Make sure the prime valve is closed all the way


----------



## prototype66 (Mar 13, 2008)

prime valve is fully closed, all hoses tight and the pump is brand new ....my daughter still has the box (fort) in her room! lol Gun and hose is as well.
it did it both with the primer and the finish.


----------



## mpminter (Mar 21, 2011)

I had a similar issue with my 1140i when I put 150' of new hose on it. I just chalked it up to the new hose stretching out under pressure, and it seems that was the case. It hasn't done it since.


----------



## prototype66 (Mar 13, 2008)

I didn't think of that. New hose too, must just be everything going through the break in period. Ill see if it continues. Thanks guys very much!!


----------



## wills fresh coat (Nov 17, 2011)

prototype66 said:


> I didn't think of that. New hose too, must just be everything going through the break in period. Ill see if it continues. Thanks guys very much!!


I have broken in quite a few new pumps......this is not a new pump thing, something is wrong, let your pop know what's going on, if it keeps up I would take it back. It's losing pressure some where.......packings may be failing


----------



## prototype66 (Mar 13, 2008)

Well then i need to contact Tech Support. Ill see what they say.


----------



## wills fresh coat (Nov 17, 2011)

prototype66 said:


> Well then i need to contact Tech Support. Ill see what they say.


Approx how many gals have been run through the pump


----------



## prototype66 (Mar 13, 2008)

wills fresh coat said:


> Approx how many gals have been run through the pump


5 gallons of primer and 7 of finish,plus clean up soapy water and clear rinse.


----------



## NCPaint1 (Aug 6, 2009)

prototype66 said:


> 5 gallons of primer and 7 of finish,plus clean up soapy water and clear rinse.

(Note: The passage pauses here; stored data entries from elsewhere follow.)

PR #3197, opened 2026-06-20
feat(sort): natural sort for title and series

tachibana-shin:
- Implement natural order sorting algorithm
- Use natural sort for title and series fields
- Add natord_sort_key utility in icu module

Before PR
image

After PR
image

I believe that a book manager should have a way to "organize" books accurately, rather than using the default sort function


kovidgoyal:
I have no idea what "natural sort " is. If you mean you want to detect numbers inside titles and series strings use the existing numeric_sort_key for that. A pure python implementation will never be performant enough for this. Sorting columns is extremely performance sensitive.

PR #3199, opened 2026-06-26
Improve layout of the Preferences overview

majklvi:
Wrap preference item labels and give all overview buttons a uniform width, so translated labels line up more predictably. Also make the category sections more compact and size the overview dialog to fit its contents when screen space allows.

Before:
original Screenshot 2026-06-26 094312

After:
polished Screenshot 2026-06-26 094215

### DIFF
--- a/src/calibre/gui2/preferences/main.py
+++ b/src/calibre/gui2/preferences/main.py
@@ -11,16 +11,15 @@ from collections import OrderedDict
 from functools import partial
 
 from qt.core import (
-    QApplication,
     QDialog,
     QDialogButtonBox,
     QFont,
-    QFrame,
     QHBoxLayout,
     QIcon,
     QKeySequence,
     QLabel,
     QPainter,
+    QPalette,
     QPointF,
     QPushButton,
     QScrollArea,
@@ -44,6 +43,14 @@ from calibre.gui2.dialogs.message_box import Icon
 from calibre.gui2.preferences import AbortCommit, AbortInitialize, get_plugin, init_gui
 
 ICON_SIZE = 32
+PREFERENCE_BUTTON_WIDTH = 112
+PREFERENCE_BUTTON_TEXT_WIDTH = 13
+PREFERENCES_OVERVIEW_PADDING = 12
+PREFERENCES_SCREEN_MARGIN = 80
+
+
+def wrap_preference_button_text(text):
+    return textwrap.fill(text, PREFERENCE_BUTTON_TEXT_WIDTH, break_long_words=False)
 
 
 # Title Bar {{{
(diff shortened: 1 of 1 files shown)


JSWolf:
That new Preferences UI is very ugly. Please put  it back to the way it was when it looked good.

Terisa:
Sorry, that's one of those unnecesary changes than only makes worse the original screen (at least for me).

Do you think this is really an improvement in a computer?

Preferences

It looks like it's designed for a mobile phone screen.... but it's a computer tool.

majklvi:
Thank you for your feedback.

When I created this change, I tried to make this screen polished and the icons be aligned to grid. Maybe the dialog should be automatically resized in width, so that there's no empty space in the right side. I still think this looks better than the original one, especially, when it's sized properly:

image

kovidgoyal:
The problem with resizing it to be the "correct" width is that the rest
of the preferences screens work better with a wider dialog thus the
ideal width forth ehome screen cant beused to set the width of the
dialog.

JSWolf:
Can we please go back to what we had prior to this mess?

Terisa:
I don't think this looks better, really. And based on the picture I've shown, it doesn't look like it has been tested in different setting to see how it works.

Dunhill69:
With this labeling adjustment, it seems the length of the texts translated into other languages ​​(for example, Spanish) wasn't taken into account, as the longer text appears with periods in between. I've also noticed excessive space on the right side of the window.
from macos

JSWolf:
@majklvi please pull your code. It's ugly as sin and it breaks foreign languages. Put back the code that was there. Nobody wants it to look like this except you.

majklvi:
> With this labeling adjustment, it seems the length of the texts translated into other languages ​​(for example, Spanish) wasn't taken into account, as the longer text appears with periods in between. I've also noticed excessive space on the right side of the window. 

Thanks a lot for your feedback, this definitely needs more work a polishing, I am working to make this work.

JSWolf:
Do not work on making this work. It doesn't work. It won't work. PUT IT BACK THE WAY IT WAS BECAUSE THAT'S WHAT WORKS! IT'S UGLY AND IT WON'T GET ANY BETTER!

All your doing is polishing a turd. You can't polish a turd so it's no longer a turd.

majklvi:
> Do not work on making this work. It doesn't work. It won't work. PUT IT BACK THE WAY IT WAS BECAUSE THAT'S WHAT WORKS! IT'S UGLY AND IT WON'T GET ANY BETTER!
> 
> All your doing is polishing a turd. You can't polish a turd so it's no longer a turd.

Thank you for your honest opinion. Please let the author decide if he wants to have this change in the project. I am not the project maintainer, I can't revert it in this repository. I am just doing my best to make it work for different systems, locales and GUI sizes, only after that, I am about to provide another patch.

kovidgoyal:
@majklvi just ignore JSWolf. See if you can address the genuine issues,
if not I will revert.

@JSWolf: moderate your tone or you will be blocked.

majklvi:
@kovidgoyal 

Both the items and their captions in the Preferences dialog use the space more effectively now. The captions wrapping has been improved. Please see the screenshot with Spanish settings below. Before I send the complete PR, I will also test MacOS version and few Linux environments.

Windows:
image


MacOS HiDPI:
image


MacOS standard DPI:
image

Debian Linux (trixie) with Gnome:
image

Terisa:
Yes, it looks more balanced now, thank you.

majklvi:
@Dunhill69 May I ask you what system and settings you use? I would like to test my recent modifications in that environment, thank you.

My money is still on the pressure sensor dead band. Usually they have 100psi +/- dead band. So basically your pump would have to drop over 100psi for it to cycle on and rebuild pressure. Sounds like yours has less than that, which isn't necessarily a bad thing. That would explain why you aren't getting a pressure drop reading on your gauge. The amount of your pumps dead band is probably less than 100psi...more likely around half of that or so.


----------



## prototype66 (Mar 13, 2008)

I have an email in to tech support on the issue and being done with that phase of the job I ran thinner in it and put it away for now. Ill see what they say , I hope it is nothing too serious. My stupid phone didn't save the video I took last night so I can't post it but what do ya do.


----------



## mr.fixit (Aug 16, 2009)

had a new one here the other day same problem. the inlet seat was defective.
if the piston is drifting down it may be the inlet seat and if it is drifting up it could be the the piston valve. if it is drifting down take the inlet seat out and flip it over they are reversible. If it stops take it to an authorized Graco service center and explain, they should get you a new inlet seat under warranty. If it drifts up take it to a Graco service center because you cannot access the piston valve without taking the pump apart.


----------



## prototype66 (Mar 13, 2008)

That is exactly what tech support said too Mr Fixit! Im taking it back to SW and they are sending it to Grand Rapids to their shop. Ball Seat assembly is defective. Great start to a new toy right?
Buyers remorse set in a bit now so I hope this is an isolated incident. I'm starting to think I should have fixed ole bessie!lol


----------



## Workaholic (Apr 17, 2007)

prototype66 said:


> That is exactly what tech support said too Mr Fixit! Im taking it back to SW and they are sending it to Grand Rapids to their shop. Ball Seat assembly is defective. Great start to a new toy right?
> Buyers remorse set in a bit now so I hope this is an isolated incident. I'm starting to think I should have fixed ole bessie!lol


Sounds like someone was sleeping on the quality control. Are they replacing it or repairing it?


----------



## prototype66 (Mar 13, 2008)

Well I thing they are giving me a new one the way my SW store was talking. I don't know for sure. A defective ball seat assembly is the thing Graco kept saying. More than one from what I understand.


----------



## wills fresh coat (Nov 17, 2011)

prototype66 said:


> Well I thing they are giving me a new one the way my SW store was talking. I don't know for sure. A defective ball seat assembly is the thing Graco kept saying. More than one from what I understand.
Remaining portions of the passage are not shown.